* Record excerpts

PR #3384, opened 2023-11-05
Java: optionally allow/disallow missing functions in sequential planner

### LINKED ISSUE #2855: Java: Enable plan validation in the SequentialPlanner
We've been using the experimental java branch with the SequentialPlanner. Sometimes, the LLM will return a plan that uses some example skills we don't implement in our project. 

For example, the plan might look like

```
Steps:
  - CustomSkill.MyCustomSemanticFunction ...
  - Emailer.EmailTo ...
```

where we have implemented `CustomSkill.MyCustomSemanticFunction` but not `Emailer.EmailTo`

It happens infrequently (we have the temperature set to 0 and see it <5% of the time in our tests), so I tried to implement logic in our project to inspect the resulting `Plan` to check if any of the steps weren't available to the kernel, but the steps on the plan are not accessible. 

I assume this will be a common problem; I could see a few different ways to approach it:
* Make the steps accessible (even a read-only list or copied list) so that the consumer can do the validation
* Add some validation method on the `Plan` itself for a user to check if it's executable and retry creation if it is not 
* Perform some validate plan and/or retry creation as part of the plan creation to reduce the likelihood of consumers getting back a plan that can't be executed.

lnavarette:
### Motivation and Context

This is to resolve #2855 -- when using the java `SequentialPlanner`, the planner will return a plan with missing skills. This enables a configuration setting to allow/disallow the missing functions. 

### Description

This PR adds
* The configuration setting to allow/disallow missing functions. I set the default to false (throw on a missing function), technically a breaking change from what was previously implemented. Given this branch is still prerelease, I decided that's the better default configuration, and the breaking change should be okay. 
* The logic in the plan parser; to throw when `allowMissingFunctions=true` and the plan has a missing function. 
* Unit tests for the SequentialPlanner that bring its tests to parity with the other Planner unit tests and test the desired behavior for this setting when it is on or off. 

### Contribution Checklist

### DIFF
--- a/.gitignore
+++ b/.gitignore
@@ -472,6 +472,9 @@ java/.mvn/wrapper/maven-wrapper.jar
 # Java settings
 conf.properties
 
+# Intellij configuration
+*.iml
+
 # Playwright
 playwright-report/
 
--- a/java/extensions/semantickernel-planners/src/main/java/com/microsoft/semantickernel/planner/sequentialplanner/SequentialPlanParser.java
+++ b/java/extensions/semantickernel-planners/src/main/java/com/microsoft/semantickernel/planner/sequentialplanner/SequentialPlanParser.java
@@ -48,6 +48,26 @@ public class SequentialPlanParser {
     // result for a plan.
     private static final String AppendToResultTag = "appendToResult".toLowerCase(Locale.ROOT);
 
+
+
+    /**
+     * Convert a plan xml string to a plan
+     *
+     * @param xmlString The plan xml string
+     * @param goal The goal for the plan
+     * @param skills The skills to use
+     * @return The plan
+     * @throws PlanningException If the plan xml is invalid
+     */
+    public static Plan toPlanFromXml(
+        String xmlString,
+        String goal,
+        ReadOnlySkillCollection skills
+    ) throws PlanningException {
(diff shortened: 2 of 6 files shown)


lnavarette:

johnoliver:
@lnavarette thank you very much for the pr.

We have moved development over to the `java-development` branch, you can change the target branch of this PR with the edit button at the top of this page.

Other than that, looks good, approved, thanks

johnoliver (approved):

lnavarette:
@johnoliver can you hit approve again? changing the base branch dismissed your last review.

johnoliver:
@lnavarette looks like you have a compile failure in the integration tests:

https://github.com/microsoft/semantic-kernel/blob/java-development/java/api-test/integration-tests/src/test/java/com/microsoft/semantickernel/planner/sequentialplanner/SequentialPlanTest.java#L182

Might be worth adding a override of 

```
public static Plan toPlanFromXml(String xmlString, String goal, ReadOnlySkillCollection skills) throws PlanningException {
  return toPlanFromXml(xmlString, goal, skills, false);
}
```

to maintain backwards compatibility (other than the exception)

johnoliver (approved):

johnoliver:
@lnavarette Thank you for the contribution

PR #3387, opened 2023-11-06
.Net: Chat Prompts - handling in Connector

dmytrostruk:
### Motivation and Context

This PR contains changes to support complex prompts that can contain not only user ask in text representation, but also instructions for AI models (e.g. `system` message), examples how AI model should respond (e.g. `assistant` message) and potentially other type of prompts in the future (e.g. images, video, audio etc).

ADR (option 1): https://github.com/microsoft/semantic-kernel/pull/3338
The logic in this approach performs prompt parsing on Connector level. 

Pros:
 - The `SemanticFunction` won't need to change to support the mapping of a new prompt syntax when new completion type connectors (audio, video, etc.) are added.

 - Prompts can be run by
    - Kernel.RunAsync 
    - Completion connectors

Cons:
 - Every new completion connector, whether of an existing type or a new type, will have to implement the mapping functionality

Demo:
```
Text Prompt:
What is Seattle?
Text Prompt Result:
Seattle is a city located in the state of Washington in the United States...

Chat Prompt:
<message role="user">What is Seattle?</message>
<message role="system">Respond with JSON.</message>

Chat Prompt Result:
{
  "Seattle": {
    "Description": "Seattle is a city located in the state of Washington, in the United States...",
    "Population": "Approximately 753,675 as of 2019",
    "Area": "142.5 square miles",
    ...
  }
}
```

### Description
- `XmlPromptParser` - public class, converts prompt string in XML format to collection of `PromptNode` instances.
- `PromptNode` - public class, intermediate prompt representation. It will allow Connector authors to work with the same prompt model in case of other prompt parsers as well (e.g. `JsonPromptParser` that will produce same `PromptNode` instances) and avoid coupling with XML classes.
- `ChatPromptParser` - internal class in OpenAI connector, that processes `PromptNode` in unique way (i.e. fetching `message` tags with `role` attributes and `content`.

### Contribution Checklist


dotnet/src/Connectors/Connectors.AI.OpenAI/AzureSdk/ClientBase.cs
```diff
@@ -292,6 +302,12 @@ await foreach (var chatCompletionStreamingResult in chatCompletionStreamingResul
     private static OpenAIChatHistory PrepareChatHistory(string text, AIRequestSettings? requestSettings, out OpenAIRequestSettings settings)
     {
         settings = OpenAIRequestSettings.FromRequestSettings(requestSettings);
+
+        if (ChatPromptParser.TryGetChatHistory(text, out var chatHistory) && chatHistory is not null)
```
SergeyMenshykh, line 306: I think the additional check of the `chatHsitory` for null is not necessary here. The `TryGetChatHistory` should always initialize chat history if it returns true.

SergeyMenshykh (approved):

RogerBarreto (approved):
LGTM

markwallace-microsoft (approved):

SergeyMenshykh (approved):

* Assigned task
In full and without deviation, reproduce the entries above.

* Solution to this exercise
PR #3384, opened 2023-11-05
Java: optionally allow/disallow missing functions in sequential planner

### LINKED ISSUE #2855: Java: Enable plan validation in the SequentialPlanner
We've been using the experimental java branch with the SequentialPlanner. Sometimes, the LLM will return a plan that uses some example skills we don't implement in our project. 

For example, the plan might look like

```
Steps:
  - CustomSkill.MyCustomSemanticFunction ...
  - Emailer.EmailTo ...
```

where we have implemented `CustomSkill.MyCustomSemanticFunction` but not `Emailer.EmailTo`

It happens infrequently (we have the temperature set to 0 and see it <5% of the time in our tests), so I tried to implement logic in our project to inspect the resulting `Plan` to check if any of the steps weren't available to the kernel, but the steps on the plan are not accessible. 

I assume this will be a common problem; I could see a few different ways to approach it:
* Make the steps accessible (even a read-only list or copied list) so that the consumer can do the validation
* Add some validation method on the `Plan` itself for a user to check if it's executable and retry creation if it is not 
* Perform some validate plan and/or retry creation as part of the plan creation to reduce the likelihood of consumers getting back a plan that can't be executed.

lnavarette:
### Motivation and Context

This is to resolve #2855 -- when using the java `SequentialPlanner`, the planner will return a plan with missing skills. This enables a configuration setting to allow/disallow the missing functions. 

### Description

This PR adds
* The configuration setting to allow/disallow missing functions. I set the default to false (throw on a missing function), technically a breaking change from what was previously implemented. Given this branch is still prerelease, I decided that's the better default configuration, and the breaking change should be okay. 
* The logic in the plan parser; to throw when `allowMissingFunctions=true` and the plan has a missing function. 
* Unit tests for the SequentialPlanner that bring its tests to parity with the other Planner unit tests and test the desired behavior for this setting when it is on or off. 

### Contribution Checklist

### DIFF
--- a/.gitignore
+++ b/.gitignore
@@ -472,6 +472,9 @@ java/.mvn/wrapper/maven-wrapper.jar
 # Java settings
 conf.properties
 
+# Intellij configuration
+*.iml
+
 # Playwright
 playwright-report/
 
--- a/java/extensions/semantickernel-planners/src/main/java/com/microsoft/semantickernel/planner/sequentialplanner/SequentialPlanParser.java
+++ b/java/extensions/semantickernel-planners/src/main/java/com/microsoft/semantickernel/planner/sequentialplanner/SequentialPlanParser.java
@@ -48,6 +48,26 @@ public class SequentialPlanParser {
     // result for a plan.
     private static final String AppendToResultTag = "appendToResult".toLowerCase(Locale.ROOT);
 
+
+
+    /**
+     * Convert a plan xml string to a plan
+     *
+     * @param xmlString The plan xml string
+     * @param goal The goal for the plan
+     * @param skills The skills to use
+     * @return The plan
+     * @throws PlanningException If the plan xml is invalid
+     */
+    public static Plan toPlanFromXml(
+        String xmlString,
+        String goal,
+        ReadOnlySkillCollection skills
+    ) throws PlanningException {
(diff shortened: 2 of 6 files shown)


lnavarette:

johnoliver:
@lnavarette thank you very much for the pr.

We have moved development over to the `java-development` branch, you can change the target branch of this PR with the edit button at the top of this page.

Other than that, looks good, approved, thanks

johnoliver (approved):

lnavarette:
@johnoliver can you hit approve again? changing the base branch dismissed your last review.

johnoliver:
@lnavarette looks like you have a compile failure in the integration tests:

https://github.com/microsoft/semantic-kernel/blob/java-development/java/api-test/integration-tests/src/test/java/com/microsoft/semantickernel/planner/sequentialplanner/SequentialPlanTest.java#L182

Might be worth adding a override of 

```
public static Plan toPlanFromXml(String xmlString, String goal, ReadOnlySkillCollection skills) throws PlanningException {
  return toPlanFromXml(xmlString, goal, skills, false);
}
```

to maintain backwards compatibility (other than the exception)

johnoliver (approved):

johnoliver:
@lnavarette Thank you for the contribution

PR #3387, opened 2023-11-06
.Net: Chat Prompts - handling in Connector

dmytrostruk:
### Motivation and Context

This PR contains changes to support complex prompts that can contain not only user ask in text representation, but also instructions for AI models (e.g. `system` message), examples how AI model should respond (e.g. `assistant` message) and potentially other type of prompts in the future (e.g. images, video, audio etc).

ADR (option 1): https://github.com/microsoft/semantic-kernel/pull/3338
The logic in this approach performs prompt parsing on Connector level. 

Pros:
 - The `SemanticFunction` won't need to change to support the mapping of a new prompt syntax when new completion type connectors (audio, video, etc.) are added.

 - Prompts can be run by
    - Kernel.RunAsync 
    - Completion connectors

Cons:
 - Every new completion connector, whether of an existing type or a new type, will have to implement the mapping functionality

Demo:
```
Text Prompt:
What is Seattle?
Text Prompt Result:
Seattle is a city located in the state of Washington in the United States...

Chat Prompt:
<message role="user">What is Seattle?</message>
<message role="system">Respond with JSON.</message>

Chat Prompt Result:
{
  "Seattle": {
    "Description": "Seattle is a city located in the state of Washington, in the United States...",
    "Population": "Approximately 753,675 as of 2019",
    "Area": "142.5 square miles",
    ...
  }
}
```

### Description
- `XmlPromptParser` - public class, converts prompt string in XML format to collection of `PromptNode` instances.
- `PromptNode` - public class, intermediate prompt representation. It will allow Connector authors to work with the same prompt model in case of other prompt parsers as well (e.g. `JsonPromptParser` that will produce same `PromptNode` instances) and avoid coupling with XML classes.
- `ChatPromptParser` - internal class in OpenAI connector, that processes `PromptNode` in unique way (i.e. fetching `message` tags with `role` attributes and `content`.

### Contribution Checklist


dotnet/src/Connectors/Connectors.AI.OpenAI/AzureSdk/ClientBase.cs
```diff
@@ -292,6 +302,12 @@ await foreach (var chatCompletionStreamingResult in chatCompletionStreamingResul
     private static OpenAIChatHistory PrepareChatHistory(string text, AIRequestSettings? requestSettings, out OpenAIRequestSettings settings)
     {
         settings = OpenAIRequestSettings.FromRequestSettings(requestSettings);
+
+        if (ChatPromptParser.TryGetChatHistory(text, out var chatHistory) && chatHistory is not null)
```
SergeyMenshykh, line 306: I think the additional check of the `chatHsitory` for null is not necessary here. The `TryGetChatHistory` should always initialize chat history if it returns true.

SergeyMenshykh (approved):

RogerBarreto (approved):
LGTM

markwallace-microsoft (approved):

SergeyMenshykh (approved):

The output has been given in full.